____ EXTRACTED INFORMATION

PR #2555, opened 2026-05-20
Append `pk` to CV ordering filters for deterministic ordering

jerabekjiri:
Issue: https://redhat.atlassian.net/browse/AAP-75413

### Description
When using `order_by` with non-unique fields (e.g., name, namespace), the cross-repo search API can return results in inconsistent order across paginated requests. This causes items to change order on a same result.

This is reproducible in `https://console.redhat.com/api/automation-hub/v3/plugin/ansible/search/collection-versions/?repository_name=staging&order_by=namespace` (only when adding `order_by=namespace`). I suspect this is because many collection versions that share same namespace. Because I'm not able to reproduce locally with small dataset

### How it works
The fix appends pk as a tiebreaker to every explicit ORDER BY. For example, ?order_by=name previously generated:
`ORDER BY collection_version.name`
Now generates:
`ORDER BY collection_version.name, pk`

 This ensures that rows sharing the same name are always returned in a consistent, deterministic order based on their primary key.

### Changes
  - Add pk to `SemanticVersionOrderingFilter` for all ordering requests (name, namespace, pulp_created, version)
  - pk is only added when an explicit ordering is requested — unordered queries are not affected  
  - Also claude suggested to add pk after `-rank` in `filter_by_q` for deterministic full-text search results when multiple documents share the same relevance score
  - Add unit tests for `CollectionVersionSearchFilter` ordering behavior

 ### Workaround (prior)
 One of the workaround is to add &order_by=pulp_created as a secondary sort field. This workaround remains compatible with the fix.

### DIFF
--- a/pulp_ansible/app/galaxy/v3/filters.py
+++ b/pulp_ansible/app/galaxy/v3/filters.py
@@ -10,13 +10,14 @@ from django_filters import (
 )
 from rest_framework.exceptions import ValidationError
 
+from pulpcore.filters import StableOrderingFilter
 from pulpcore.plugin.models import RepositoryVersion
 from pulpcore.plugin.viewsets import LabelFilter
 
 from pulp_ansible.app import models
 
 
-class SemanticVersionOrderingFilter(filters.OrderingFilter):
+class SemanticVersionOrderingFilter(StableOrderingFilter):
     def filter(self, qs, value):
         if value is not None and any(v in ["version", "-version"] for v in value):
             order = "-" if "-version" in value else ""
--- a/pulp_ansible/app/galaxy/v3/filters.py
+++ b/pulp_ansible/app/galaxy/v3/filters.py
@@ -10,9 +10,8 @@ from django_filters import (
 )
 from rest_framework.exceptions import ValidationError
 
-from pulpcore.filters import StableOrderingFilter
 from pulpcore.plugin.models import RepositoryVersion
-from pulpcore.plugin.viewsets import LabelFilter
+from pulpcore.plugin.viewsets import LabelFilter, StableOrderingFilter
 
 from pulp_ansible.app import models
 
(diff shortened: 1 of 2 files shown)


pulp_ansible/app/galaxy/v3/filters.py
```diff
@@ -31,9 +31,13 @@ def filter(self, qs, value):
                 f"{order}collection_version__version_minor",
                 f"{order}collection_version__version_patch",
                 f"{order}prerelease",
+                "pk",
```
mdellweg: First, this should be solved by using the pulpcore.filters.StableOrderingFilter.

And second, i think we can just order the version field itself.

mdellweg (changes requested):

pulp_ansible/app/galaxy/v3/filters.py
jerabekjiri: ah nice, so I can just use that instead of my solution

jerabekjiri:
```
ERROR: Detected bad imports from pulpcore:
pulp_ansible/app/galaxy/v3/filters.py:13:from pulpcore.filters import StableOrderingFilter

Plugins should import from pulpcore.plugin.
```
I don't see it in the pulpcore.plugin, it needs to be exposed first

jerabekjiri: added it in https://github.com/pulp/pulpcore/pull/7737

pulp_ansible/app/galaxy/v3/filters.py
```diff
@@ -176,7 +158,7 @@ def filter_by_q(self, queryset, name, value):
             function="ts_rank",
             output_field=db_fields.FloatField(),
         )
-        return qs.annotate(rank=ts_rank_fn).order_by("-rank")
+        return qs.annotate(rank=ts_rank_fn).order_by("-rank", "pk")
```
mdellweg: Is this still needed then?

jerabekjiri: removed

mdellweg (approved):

________

The answer must consist of each line from the data that includes the string "same".

When using `order_by` with non-unique fields (e.g., name, namespace), the cross-repo search API can return results in inconsistent order across paginated requests. This causes items to change order on a same result.
This is reproducible in `https://console.redhat.com/api/automation-hub/v3/plugin/ansible/search/collection-versions/?repository_name=staging&order_by=namespace` (only when adding `order_by=namespace`). I suspect this is because many collection versions that share same namespace. Because I'm not able to reproduce locally with small dataset
 This ensures that rows sharing the same name are always returned in a consistent, deterministic order based on their primary key.
  - Also claude suggested to add pk after `-rank` in `filter_by_q` for deterministic full-text search results when multiple documents share the same relevance score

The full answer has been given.